La confrontation du modèle avec les expériences nationales va révéler tout d’abord quelques difficultés. Est-il en effet légitime de considérer que l’intervention de l’Etat va croissant au fur et à mesure que le retard est plus conséquent ? C’est en premier lieu faire totalement abstraction de la tradition mercantiliste très forte en Europe. La recherche de puissance par la conduite de politiques « industrialistes » ,telle les expériences des manufactures royales ou des industries militaires comme les cordages ,les métaux…Politique suivie à la fois par la France, pays précoce, et la Prusse ou la Russie, pays tardifs. Par contre, les USA ont un mode de développement beaucoup plus libéral que les pays européens, y compris appliqué au système bancaire et à la gestion de la monnaie, alors que leur décollage se situe au milieu du 19ème siècle. À l’instar de l’analyse de Rostow, les propositions de Gerschenkron ne sont elles pas, elles aussi, trop influencées par l ‘exemple britannique dans lequel l’Etat a été peu présent.

 

La distinction tardif – précoce est elle toujours facilement repérable ?

Pas de phase incontestable de décollage, révolution agricole tardive, transition démographique très rapide : la France est le contre exemple parfait pour l ‘analyse de Rostow. La France qualifiée de conservatrice, de malthusienne, est incontestablement un pays en retard par rapport à la Grande Bretagne. Elle n’est pas pour autant un pays tardif puisque , pour ne prendre qu’un exemple , la petite entreprise y a survécue plus longtemps qu’ailleurs dans un pays où l’agriculture et le monde rural ont été dominant jusqu’à la première guerre mondiale. Cette difficulté à analyser l’industrialisation française a ainsi conduit certains historiens, à partir des années 70, a totalement retourner le modèle de Gerschenkron. Les traits caractéristiques du retard français seraient en réalité la conséquence de l’avance française. La France n’est elle pas le pays le plus éloigné du modèle d’industrialisation tardive ?

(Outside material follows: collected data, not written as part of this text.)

PR #154, opened 2023-11-15
[patch] Probes Section cleanup

mmaloney-sf:
Organize and clean up the section on probes after they were disrupted by #143 and #145.


spec.md
```diff
@@ -2070,103 +2098,20 @@ module Foo:
...
-  ; ...
+Both `Probe`{.firrtl} and `RWProbe`{.firrtl} may be read from using the `read`{.firrtl} expression.
 
-module Forward :
-  output p : Probe<UInt>
-
-  inst f of Foo
-  define p = f.p[0][1]
-```
+Keep in mind that probes are intended for verification and isn't intended to be synthesizable.
```
mwachs5, line 2106:
```suggestion
Keep in mind that probes are intended for verification and aren't intended to be synthesizable.
```

spec.md
```diff
@@ -2070,103 +2098,20 @@ module Foo:
...
+A `read`{.firrtl} expression can reach arbitrarily far into the module hierarchy to read from a distant circuit component, which is arguably unphysical at worst and potentially expensive at best.
```
mwachs5, line 2107: all of this feels very... commentary-like. I'm not sure what it really has to do with the firrtl spec , especially without considering the one ABI.

spec.md
```diff
@@ -2070,103 +2098,20 @@ module Foo:
...
+The `release`{.firrtl} and `release_initial`{.firrtl} statements end the forcing, reconnecting the circuit component to its usual driver.
 
-## Force and Release
-
-To override existing drivers for a `RWProbe`{.firrtl}, the `force`{.firrtl} statement is used, and released with `release`{.firrtl}.
-Force statements are simulation-only constructs and may not be supported by all implementations.
-They are similar to the verification statements (e.g., `assert`{.firrtl}) in this regard.
-
-These are two variants of each, enumerated below:
+Like `read`{.firrtl}, the force statements are verification constructs.
```
mwachs5, line 2115: what is a "verification construct". Is this a term we've defined? It's rather confusing given we have a bunch of other verification like constructs such as "printf" and "assert" -- how are these things like eachother?

spec.md
```diff
@@ -2320,139 +2265,55 @@ module DUT :
...
+## Probes and Layers
 
-  connect y, read(u2.out) ; = x
-```
-
-In the above example, the probe of node `n`{.firrtl} is routed through two modules before its resolution.
-
-### Invalid Input Reference
+`Probe`{.firrtl} and `RWProbe`{.firrtl} types may be associated with a layer (see [@sec:layers]).
+When associated with a layer, the reference type may only be driven from tha layer.
```
mwachs5, line 2272:
```suggestion
When associated with a layer, the reference type may only be driven from that layer.
```

spec.md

Enfin, la nation est elle encore le cadre pertinent d’analyse de l’industrialisation ? En effet, aucun pays n ‘a connu de révolution industrielle uniforme sur l’ensemble de son territoire. La Grande Bretagne du nord (Lancashire, Yorkshire, Midlands) connaît un développement rapide tandis que la bassin de Londres reste dominé par l’Agriculture. La localisation industrielle dépend pour l’essentiel de facteurs naturels, parfois historiques. Si la révolution industrielle est avant tout régionale, la possibilité de distinguer des modèles de développement de type tardif – précoce s’éloigne. Le Nord, la région lyonnaise ou encore l’Alsace sont en France des régions aussi développées que la Grande Bretagne. C’est aussi le cas en Allemagne pour la vallée du Rhin, la Silésie ou la Saxe. L’avance britannique ne tiendrait donc qu’à un plus grand nombre de régions industrialisées.